Clinical experience of using rabeprazole in children is not available, therefore, the use is not recommended.
APPLICATION FOR FUNCTIONS OF THE LIVER
Patients with impaired renal function are not required to adjust the dose.
APPLICATION FOR VIOLATIONS OF THE FUNCTION OF KIDNEYS
Patients with impaired liver function are not required to adjust the dose, however, in patients with severe liver function abnormalities, rabeprazole is recommended for use with caution.
Before the beginning of therapy it is necessary to exclude malignant neoplasms of the stomach, tk. The use of rabeprazole can mask symptoms and delay proper diagnosis.
Patients with hepatic or renal dysfunction are not required to adjust the dose, however, in patients with severe hepatic impairment, it is recommended that rabeprazole be used with caution.
When used simultaneously with rabeprazole, the dosages of ketoconazole and digoxin should be adjusted.
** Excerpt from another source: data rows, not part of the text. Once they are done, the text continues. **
PR #4545, opened 2020-05-16
ENH: Delay query of `get_content_annex_info()` in `push()`

mih:
Previously this was done in the initial `diff()`. This is often not
needed (e.g. `--force no-datatransfer`), and it is also too expensive,
because diff will obtain annex info twice (for 'from' and 'to' state of
the diff, while `push()` only cares about the 'to' state).

Now it is done only once, and at the latest possible stage.

The change includes a TODO note with further optimization possibilities
that need further investigation.

### DIFF
--- a/datalad/core/distributed/push.py
+++ b/datalad/core/distributed/push.py
@@ -286,8 +286,11 @@ def _datasets_since_(dataset, since, paths, recursive, recursion_limit):
             path=paths,
             # we need to know what is around locally to be able
             # to report something that should have been pushed
-            # but could not, because we don't have a copy
-            annex='availability',
+            # but could not, because we don't have a copy.
+            # however, getting this info here is needlessly
+            # expensive, we will do it at the latest possible stage
+            # in _push_data()
+            annex=None,
             recursive=recursive,
             recursion_limit=recursion_limit,
             # make it as fast as possible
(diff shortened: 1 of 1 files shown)


datalad/core/distributed/push.py
```diff
@@ -691,11 +687,34 @@ def _push_data(ds, target, content, force, jobs, res_kwargs):
...
+    # has in store
+    ds_repo = ds.repo
+    # paths must be recoded to a dataset REPO root (in case of a symlinked
+    # location
+    annex_info_init = \
+        {ds_repo.pathobj / Path(c['path']).relative_to(ds.pathobj): c
+         for c in content} if ds.pathobj != ds_repo.pathobj else \
+        {Path(c['path']): c for c in content}
+    content = ds.repo.get_content_annexinfo(
+        # paths are taken from `content`
```
bpoldrack, line 701: Shouldn't that read "paths are taken from `annex_info_init`"? A bit confusing since `content` is what we assign the result to and it's not an input argument.
Note, that I take this as a comment on `paths=None`. If that is meant to be a remark on what we need the result for it should go outside the `get_content_annexinfo` call, I think.

mih: `annex_info_init` it built from `content`, I pushed a change to clarify that. Thx.

mih:
I have canceled all tests triggered by the change in comment wording

kyleam:
Oh, perhaps my commit on top broke the crawler run.  I'll retrigger it, but if it still fails, I will drop the commit.

https://github.com/datalad/datalad/pull/4545/checks?check_run_id=685618462#step:8:197

kyleam:
> I'll retrigger it, but if it still fails, I will drop the commit.

Well, I don't see how that change would cause the failure, but github workflows isn't getting passed the setup when I try to retrigger it.  That change wasn't important, so I'll drop it and merge, canceling the tests since they passed 86fa157)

In experimental studies , carcinogenic effects of rabeprazole have not been established, however, in the study of mutagenicity, ambiguous results were obtained. Tests on lymphoma cells in mice were positive, with a micronuclear in vivo test and a DNA restoration test in vivo and in vitro negative.
With simultaneous use with digoxin, an increase (from small to moderate) of digoxin concentration in the blood plasma is possible.
With simultaneous application with ketoconazole, its bioavailability decreases.